No, doubt you're familiar with Tal's Hill in Minute Maid Park, the architectural flourish tailored to make miserable the unsuspecting fly-catcher ...
Well, as outfield obstructions go, we see your Tal's Hill and raise you this thing in the outfield of the long-felled Union Grounds of Williamsburg, Brooklyn, ca. 1870 ...
That, as mentioned above, is the Union Grounds, and that flag-tipped garrison in center field is the first and last word in contrived outfielder occupational hazards. The prose of the day referred to it variously as a "pagoda" or a "pavilion," but all agree that it was "three-storeys" in reach.
The Union Grounds in winter was flooded with water and then converted into a giant skating rink, and the pagoda, which is absolutely what I'm going to call it, would then be used to support the crude lighting systems of the day. That way, skaters -- who would surely soon die from some ridiculous 19th-century disease like "dropsy" or "catarrh" or "St. Anthony's Fire" -- could leisure themselves even after nightfall.
Here's a better, if smaller, view of the pagoda that lays bare its baseball (or base ball) implications:
As you'll note, the outfielders played quite shallow in those slap-hitting days of squishy and overused baseballs, so it's doubtful that they were ever placed in dangerous proximity to the Pagoda of Immolation. However, in the interests of keeping history relevant, let's take a look at sports-action sequence of what it might have looked like if, say, Brewers center fielder Carlos Gomez ranged too far back on a drive while manning the green at the Union Grounds ...
Harrowing and painful, that!
Anyhow, construction on the Union Grounds began way back yonder in 1862, and when it opened for business it was the first park to be enclosed by a fence. This, of course, allowed the proprietor, William Cammeyer, to charge admission -- as much as 25 cents per head at one point. According to Brooklyn Ballparks, Cammeyer conceived of the venue as "a suitable place for ball playing, where ladies can witness the game without being annoyed by the rowdies who attend some of the first-class matches."

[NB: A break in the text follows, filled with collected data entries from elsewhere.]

PR #7303, opened 2024-06-05
[advancedTLS] Removed deprecated APIs in advancedTLS

gtcooke94:
This PR removes the following deprecated APIs in preparation for a 1.0 release of advancedTLS:
The first list were simply renamed
```
RootCertificateOptions.RootCACerts
GetRootCAsParams
GetRootCAsResults
ClientOptions
ServerOptions
Options.MinVersion
Options.MaxVersion
RevocationConfig
Options.RevocationConfig
AllowUndetermined
CustomVerificationFunc
Options.VType
Options.VerifyPeer
```

The second list are fully deprecated features in the CRL stack - use CRL providers instead. For reading a directory, the `FileWatcherCRLProvider` should be a relatively simple replacement.
```
Cache
RevocationOptions.RootDir
RevocationOptions.Cache
```

RELEASE NOTES: None

### DIFF
--- a/security/advancedtls/crl.go
+++ b/security/advancedtls/crl.go
@@ -23,20 +23,13 @@ package advancedtls
 
 import (
 	"bytes"
-	"crypto/sha1"
-	"crypto/tls"
 	"crypto/x509"
 	"crypto/x509/pkix"
 	"encoding/asn1"
-	"encoding/binary"
-	"encoding/hex"
 	"encoding/pem"
 	"errors"
 	"fmt"
 	"os"
-	"path/filepath"
-	"strings"
-	"time"
 
 	"golang.org/x/crypto/cryptobyte"
 	cbasn1 "golang.org/x/crypto/cryptobyte/asn1"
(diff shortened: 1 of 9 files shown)


matthewstevenson88 (commented):
Please fix the failing tests, otherwise LGTM.

security/advancedtls/crl.go
```diff
@@ -319,7 +183,7 @@ func fetchCRL(c *x509.Certificate, crlVerifyCrt []*x509.Certificate, cfg Revocat
 		}
 		return crl, nil
 	}
-	return fetchIssuerCRL(c.RawIssuer, crlVerifyCrt, cfg)
+	return nil, fmt.Errorf("trying to fetch CRL but CRLProvider is nil")
```
erm-g, line 186: Should we move this check to become the fist thing in this function?

gtcooke94: Good call, changed

erm-g (approved):
LGTM

arvindbr8:
Note: the rel notes in the PR description is only for grpc-Go releases. We would need to come up with rel notes for the advancedTLS release.

Also since the fields were deprecated before the 1.0 release, i would rather not mention anything in the rel notes for 1.0

gtcooke94:
That's a good point - I removed release notes

arvindbr8 (approved):
LGTM. 

As for 1.0 release, I think we should just audit everything once again. For eg: I see we have a separate module under `security/advancedtls/examples/` which has a replace directive to the advancedTLS module. So after release, we should also update the go.mod to reference to the right release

Take that, rowdies. The Union Grounds did indeed play host to a number of notable professional squads, including two -- Hartford and New York -- from the "primordial soup" days of the National League. For a representative example of the kind of baseball you could expect to see at the Grounds, let's turn to this piece from the May 3, 1867 edition of the New York Times:
There's some high praise in that last paragraph. There's also a reminder that "rain delay" should unquestionably be renamed "Jupiter Pluvius delay."
Unfortunately, the Union Grounds was razed in July 1883 to make way for an extension of Heyward Street in Brooklyn. But that doesn't mean we can't fondly imagine the dreadnaught likes of Bryce Harper and Yasiel Puig running into, over and entirely through the Pagoda of Immolation in pursuit of a well-struck
baseball base ball!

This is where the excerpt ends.